Dielectric behavior of graphite, with assimilation of the AC permittivity, DC polarization and DC electret

Abstract

The dielectric behavior of polycrystalline graphite is addressed by assimilating the DC electric polarization, AC permittivity, DC electret behavior, and their grain-size dependence. The AC-permittivity-related polarization is weaker than the DC-electret-related polarization, involving fewer carriers, because the depolarization is slower than polarization. The DC-current-induced polarization is even weaker than the AC-permittivity-related polarization, involving even fewer carriers. A decrease in the grain size increases the fraction of carriers that participate in the DC-polarization/AC-permittivity/DC-electret through carrier-atom interaction at the grain boundaries, thereby increasing the permittivity and the electret's electric field. The electric field increases with increasing resistivity and increasing inter-electrode distance l. DC-polarization/DC-depolarization and electret discharge/charge are faster for a smaller grain size.
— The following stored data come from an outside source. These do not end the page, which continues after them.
PR #12100, opened 2026-07-24
feat(audio): stream speech responses from vLLM-Omni

ptarasiewiczNV:
## Overview

Add incremental audio delivery to `POST /v1/audio/speech` for vLLM-Omni TTS workers. Voice clients such as Pipecat can begin playback while speech generation is still running instead of waiting for the complete utterance.

Binary PCM and WAV responses at the default playback speed stream incrementally. Formats that require a complete file, non-default speed adjustment, and URL uploads accumulate raw model output and encode or upload it exactly once before the frontend responds.

## Details

- Request incremental audio output from vLLM-Omni for every speech request so cumulative and per-step engine output can be normalized consistently.
- Track request-local audio state and emit every sample exactly once.
- Emit one open-ended WAV header followed by PCM chunks, with validated mono or stereo channel layout.
- Aggregate raw audio before encoding MP3 and other whole-file formats, applying speed adjustment, or uploading a URL response.
- Let the worker own codec and aggregation policy; the frontend streams binary worker responses and preserves URL responses as JSON.
- Validate the first non-empty worker response before sending HTTP headers, then preserve cancellation, backend errors, and request metrics for the body stream.
- Share streaming sampling-parameter construction between realtime and audio serving.

## Validation

- Model-backed candidate image built from implementation revision `223f843b5e6ced5f6123b0f79e2e456840fa34a8` with vLLM `0.26.0` and vLLM-Omni `0.26.0rc1`.
- Current head `da91878ed2c34609012c6a29b7795557a587459d` only merges three non-overlapping `main` commits; all ten PR files are unchanged from the tested revision.
- Focused vLLM-Omni formatter, audio-handler, and Omni-handler suite: 118 passed.
- Full Rust HTTP service integration suite: 17 passed, including incremental delivery, complete-file buffering, cancellation, validation errors, and metrics.
- Pre-commit hooks, Ruff, Rust formatting, and `git diff --check` passed.
- Model-backed E2E with `Qwen/Qwen3-TTS-12Hz-1.7B-CustomVoice`:
  - PCM: first body at 0.438 s, completion at 2.413 s, 18 client reads.
  - WAV: first body at 0.055 s, completion at 2.378 s, 20 client reads and one RIFF header.
  - MP3: headers/body at finalization (2.010 s), decoded as 24 kHz mono Layer III.
  - Speed-request WAV and URL modes withheld headers until finalization; URL output referenced a valid generated WAV.
  - WAV, MP3, and URL artifacts decoded as non-silent 24 kHz mono audio.
- Earlier Pipecat validation received 35 incremental audio frames through `OpenAITTSService`.

1. `lib/llm/src/http/service/openai.rs`: binary body streaming, first-response validation, and cancellation.
2. `components/src/dynamo/vllm/omni/output_formatter.py`: request-local streaming and aggregation state.
3. `components/src/dynamo/vllm/omni/omni_handler.py`: engine delta output and finalization.
4. `components/src/dynamo/vllm/omni/audio_handler.py`: request normalization and response-mode selection.

## Related Issues

- [x] [DYN-3482: Stream output chunks from `/v1/audio/speech`](https://linear.app/nvidia/issue/DYN-3482/voice-stream-output-chunks-from-v1audiospeech)

## Summary by CodeRabbit

* **New Features**
  * Added streaming audio responses for speech requests using non-URL audio sources.
  * Supports incremental PCM/WAV delivery, stereo audio, format-specific content types, and final audio aggregation.
  * Preserves complete-file JSON responses for URL-based audio requests.
* **Bug Fixes**
  * Improved handling of audio chunking, duplicate or empty chunks, cancellation, decoding errors, and backend failures.
  * Added validation for audio channel layouts and sample rates.
* **Tests**
  * Expanded coverage for streaming, buffering, cancellation, response formats, and audio shape handling.


components/src/dynamo/vllm/omni/audio_handler.py
```diff
@@ -187,8 +187,19 @@ async def build_engine_inputs(self, req: NvCreateAudioSpeechRequest):
...
+        output_format = (req.response_format or "wav").lower()
+
+        # URL delivery, whole-file encoders, and speed adjustment require the
+        # complete waveform before the worker can emit a response.
+        returns_audio_bytes = req.data_source != "url"
+        supports_chunk_encoding = output_format in {"pcm", "wav"}
+        uses_default_speed = req.speed is None or req.speed == 1.0
+        stream_audio = (
+            returns_audio_bytes and supports_chunk_encoding and uses_default_speed
+        )
```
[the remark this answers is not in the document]
ptarasiewiczNV: Solved with addition of `frontend_accepts_audio_chunks` that is only set by update frontend

components/src/dynamo/vllm/omni/output_formatter.py
```diff
@@ -295,21 +315,42 @@ async def format(
...
+                mm_output,
+                chunk_state=(
+                    stream_state if stream_state is not None else aggregate_state
+                ),
             )
+            if audio_np.size == 0:
+                return None
+
+            if aggregate_state is not None:
+                self._append_audio_chunk(aggregate_state, audio_np, sample_rate)
```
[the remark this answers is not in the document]
ptarasiewiczNV: Addressed. Empty audio payloads now return None for both streaming and aggregate generation and are skipped by the handler. The previous failed response remains only for non-incremental calls. Covered by test_empty_incremental_frame_is_skipped.

components/src/dynamo/vllm/omni/output_formatter.py
```diff
@@ -354,6 +436,12 @@ def _extract_audio_tensor(self, mm_output: Dict[str, Any]) -> tuple:
             )
 
         if isinstance(audio_val, list):
+            if chunk_state is not None:
+                new_audio = audio_val[chunk_state.emitted_chunks :]
+                chunk_state.emitted_chunks = len(audio_val)
+                audio_val = new_audio
+                if not audio_val:
+                    return np.empty(0, dtype=np.float32), self._sample_rate(mm_output)
```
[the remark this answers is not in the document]
ptarasiewiczNV: This follows vLLM-Omni’s native speech streaming contract: list payloads are cumulative, while tensor payloads are per-step deltas. In DELTA mode vLLM-Omni drains the audio modality after each snapshot, so the current Qwen3-TTS path emits fresh tensors, not repeated single-element lists. Both supported shapes are covered by tests; treating single-element lists as deltas would make cumulative one-chunk snapshots ambiguous and could duplicate audio.

components/src/dynamo/vllm/omni/output_formatter.py
```diff
@@ -354,6 +436,12 @@ def _extract_audio_tensor(self, mm_output: Dict[str, Any]) -> tuple:
...
             audio_val = torch.cat(audio_val, dim=-1)
```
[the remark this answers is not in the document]
ptarasiewiczNV: This follows vLLM-Omni’s native speech streaming contract: list payloads are cumulative, while tensor payloads are per-step deltas. In DELTA mode vLLM-Omni drains the audio modality after each snapshot, so the current Qwen3-TTS path emits fresh tensors, not repeated single-element lists. Both supported shapes are covered by tests; treating single-element lists as deltas would make cumulative one-chunk snapshots ambiguous and could duplicate audio.

components/src/dynamo/vllm/omni/output_formatter.py
```diff
@@ -363,19 +451,85 @@ def _extract_audio_tensor(self, mm_output: Dict[str, Any]) -> tuple:
...
+            16,
+            1,
+            num_channels,
+            sample_rate,
+            byte_rate,
+            block_align,
+            bits_per_sample,
+            b"data",
+            placeholder_size,
+        )
```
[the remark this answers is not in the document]
ptarasiewiczNV: Confirmed and intentional. Streaming starts before the final payload size is known, so the WAV header uses open-ended sizes matching vLLM-Omni’s native implementation. Producing final RIFF sizes would require buffering the complete waveform and defeat streaming. Pipecat/ffmpeg playback accepts this; clients saving a strict WAV file should finalize the RIFF/data sizes after the stream completes.

components/src/dynamo/vllm/omni/output_formatter.py
```diff
@@ -363,19 +454,85 @@ def _extract_audio_tensor(self, mm_output: Dict[str, Any]) -> tuple:
...
+            if audio_np.shape[0] != 1:
+                raise ValueError(
+                    f"Expected one audio batch, got shape {audio_np.shape}"
+                )
+            audio_np = audio_np[0]
+
+        if audio_np.ndim == 1:
+            return audio_np, 1
+
+        if audio_np.ndim == 2 and audio_np.shape[0] in (1, 2):
```
rmccorm4: Could we keep accepting frame-major audio here as well? vLLM-Omni's encoder handles both `(channels, frames)` and `(frames, channels)`, and the previous formatter also accepted `(frames, 1)` and `(frames, 2)`. With the current check, a generic model that returns the standard soundfile layout—for example `(2048, 2)`—gets a failed response. I think this should normalize either layout, with regression tests for frame-major mono and stereo.

components/src/dynamo/vllm/omni/output_formatter.py
```diff
@@ -363,19 +454,85 @@ def _extract_audio_tensor(self, mm_output: Dict[str, Any]) -> tuple:
...
 
-        return audio_np, sample_rate
+    def _encode_audio_chunk(
+        self,
+        audio_np: np.ndarray,
+        sample_rate: int,
+        fmt: str,
+        stream_state: AudioStreamState,
+    ) -> tuple[bytes, str]:
+        audio_np, num_channels = self._normalize_audio_layout(audio_np)
```
rmccorm4: Can we carry the first chunk's sample rate and channel count in `AudioStreamState` and validate the remaining chunks against them? The WAV header is emitted from the first chunk, but later chunks are encoded without checking either value. If one changes, the response keeps the original header and silently produces malformed audio. The aggregate path already rejects both mismatches, so the streaming path should do the same.

components/src/dynamo/vllm/omni/output_formatter.py
```diff
@@ -11,8 +11,11 @@
 import asyncio
 import base64
 import logging
+import struct
+import tempfile
```
rmccorm4: `tempfile` looks left over from an earlier version and is unused now. `ruff check` reports F401 on this line, so it needs to be removed for lint to pass.

rmccorm4 (commented):
A few findings from a local review:

components/src/dynamo/vllm/omni/output_formatter.py
ptarasiewiczNV: fixed

components/src/dynamo/vllm/omni/output_formatter.py
ptarasiewiczNV: Good find, fixed

components/src/dynamo/vllm/omni/output_formatter.py
ptarasiewiczNV: Good point, addressed in 63a46f5. `AudioStreamState` now retains the first chunk’s sample rate and channel count, and subsequent chunks are validated through the same helper used by the aggregate path. Added regression coverage for both mismatch cases.

components/src/dynamo/vllm/omni/utils.py
```diff
@@ -20,6 +21,20 @@
...
+def streaming_sampling_params(
+    engine_client: Any, sampling_params_list: list[Any] | None = None
+) -> list[Any] | None:
+    """Return request parameters or engine defaults configured for streaming."""
+    source = (
+        sampling_params_list
+        if sampling_params_list is not None
+        else engine_client.default_sampling_params_list
+    )
+    if not source:
```
GuanLuo: `streaming_sampling_params` returns `None` when the engine exposes no `default_sampling_params_list`. Audio requests never supply their own list, so for them this fallback is the only path.

Two consequences, both silent:

- DELTA is never requested, so the engine keeps sending cumulative output. `_extract_audio_tensor` then re-emits it every step in stream mode, and re-appends it in aggregate mode (an O(n²)-length file).
- `inputs.sampling_params_list` stays `None`, so `is_multi_stage` in `_generate_with_lora_admission_lock` is false and a multi-stage pipeline releases the LoRA admission lock after the first output — the exact failure the assignment at `omni_handler.py:360-364` was changed to prevent.

Worth noting the only test for this helper (`test_omni_handler.py:106`) passes an explicit params list, so it never reaches this branch. Is an empty `default_sampling_params_list` reachable in a real TTS deployment?

components/src/dynamo/vllm/omni/output_formatter.py
```diff
@@ -363,19 +461,93 @@ def _extract_audio_tensor(self, mm_output: Dict[str, Any]) -> tuple:
...
+            audio_np = audio_np[0]
+
+        if audio_np.ndim == 1:
+            return audio_np, 1
+
+        if audio_np.ndim != 2:
+            raise ValueError(f"Unexpected audio shape {audio_np.shape}")
+
+        # Prefer vLLM-Omni's channel-first contract for ambiguous small shapes,
+        # while retaining compatibility with soundfile-style frame-major output.
```
GuanLuo: This tests `shape[0] in (1, 2)` before `shape[1]`, so a 2-frame frame-major mono chunk — shape `(2, 1)`, which is the `(N, 1)` layout this helper is meant to accept — resolves as 2-channel stereo.

Mid-stream that flips `num_channels`, `_validate_audio_metadata` raises "Audio channel count changed while generating", and since the 200 and the wav header have already gone out, the client receives a **truncated body under a success status** rather than an error.

The tie-break reads as deliberate given the comment directly above it, so the real question is whether a 2-frame chunk can reach here at all. If it can, this is a silent truncation; if it cannot, it is worth a line saying so.

GuanLuo (commented):
Four findings from a pass deliberately scoped to what earlier review here has **not** already covered. I read the existing threads first, so this leaves out the cumulative-vs-delta list question (settled above) and the `sampling_params_list` / LoRA thread (CodeRabbit's suggestion is applied verbatim at head).

Two of the four are in the `realtime_utils.py` → `utils.py` move. Its halves render far apart in the diff, so they are easy to miss together: 22 lines left the old file and 14 arrived in the new one.

Reviewed at `789de81`.

components/src/dynamo/vllm/omni/utils.py
```diff
@@ -11,6 +11,7 @@
 from vllm.sampling_params import SamplingParams
 from vllm_omni.distributed.omni_connectors.utils.serialization import OmniSerializer
 from vllm_omni.entrypoints.stage_utils import shm_read_bytes
+from vllm_omni.entrypoints.utils import coerce_param_message_types
```
GuanLuo, line 14: Moving this helper out of `realtime_utils.py` dropped its `try/except Exception → logger.warning → return None` wrapper and hoisted `coerce_param_message_types` from inside that `try` to module scope.

A vllm_omni build missing that symbol now fails the import of the entire `dynamo.vllm.omni` package. Before, it degraded this one feature and logged a warning.

The description frames this as sharing an existing helper between realtime and audio serving, which is why the dropped guard is easy to miss — the removal is in the other file.

lib/llm/src/http/service/openai.rs
```diff
@@ -4563,6 +4652,128 @@ async fn audio_speech(
...
+                        stream_handle.disarm();
+                        break;
+                    }
+                }
+            }
+        };
+
+        return Response::builder()
+            .header("content-type", content_type)
+            .body(Body::from_stream(body_stream))
```
GuanLuo, line 4896: Complete-file formats (mp3/flac/aac/opus, or `speed != 1.0`) are fully decoded into `first_chunks` before this point, so the entire body is already in memory — but it is still returned through `Body::from_stream`, so the response loses the `Content-Length` that `Body::from(audio_bytes)` set before this PR.

Clients that size the download or drive a progress bar from the header lose that for the buffered formats, which are exactly the ones where the length is known up front.

GuanLuo (approved):
Approved to unblock, the structure and workflow looks good to me. The comments are identified by agent which is reasonable but not blocking.

components/src/dynamo/vllm/omni/utils.py
ptarasiewiczNV: Thanks for raising this. Normal audio requests pass None, so we select engine_client.default_sampling_params_list, which vLLM-Omni populates once per initialized stage. We fixed the empty case by preserving [] instead of converting it to None. The empty list is passed to AsyncOmniEngine, which raises its canonical missing-stage-parameters error before producing output. This avoids silently falling back to uncoerced defaults and ensures successful requests retain the effective per-stage list for LoRA lock handling.

components/src/dynamo/vllm/omni/utils.py
ptarasiewiczNV: This is intentional, we need this function to be importable to prepare sampling params. If it's not available this means the there is broken vllm omni dependency / we need to update our workflow to a new omni version.

components/src/dynamo/vllm/omni/output_formatter.py
ptarasiewiczNV: True, fixed. We now use the state derived from the first chunk to set channel axis. In case of ambiguity (still possible for the first chunk) we log a warning and follow vllm omni channel first assumption.

lib/llm/src/http/service/openai.rs
ptarasiewiczNV: True, now I split `returns_audio_bytes` from `streams_audio_chunks`, which is now true only for PCM/WAV at speed 1.0. Only that path advertises chunk support and uses Body::from_stream. MP3/FLAC/AAC/Opus and speed-adjusted responses are fully collected and returned with Body::from(audio_bytes), restoring Content-Length.

components/src/dynamo/vllm/omni/omni_handler.py
```diff
@@ -351,8 +357,13 @@ async def _generate_openai_mode(
...
         }
-        if inputs.sampling_params_list is not None:
-            generate_kwargs["sampling_params_list"] = inputs.sampling_params_list
+        sampling_params_list = inputs.sampling_params_list
+        if inputs.request_type == RequestType.AUDIO_GENERATION:
+            sampling_params_list = streaming_sampling_params(
+                self.engine_client, sampling_params_list
+            )
+        if sampling_params_list is not None:
+            generate_kwargs["sampling_params_list"] = sampling_params_list
```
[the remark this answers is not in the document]
ptarasiewiczNV: Normal audio requests pass None, so we select engine_client.default_sampling_params_list, which vLLM-Omni populates once per initialized stage. We fixed the empty case by preserving [] instead of converting it to None. The empty list is passed to AsyncOmniEngine, which raises its canonical missing-stage-parameters error before producing output. This avoids silently falling back to uncoerced defaults and ensures successful requests retain the effective per-stage list for LoRA lock handling.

Both electric field and the reciprocal of the capacitance increase linearly with l, suggesting a model of dipoles in series. The amount of charge at each end of the overall dipole is greater for a smaller grain size, while the discharge time per unit electret-participating charge is shorter. In spite of the decrease in the fraction of carriers that participate with increasing l, the electret energy density is much increased by increasing l, because it depends on the power density and discharge time, both of which increase with l.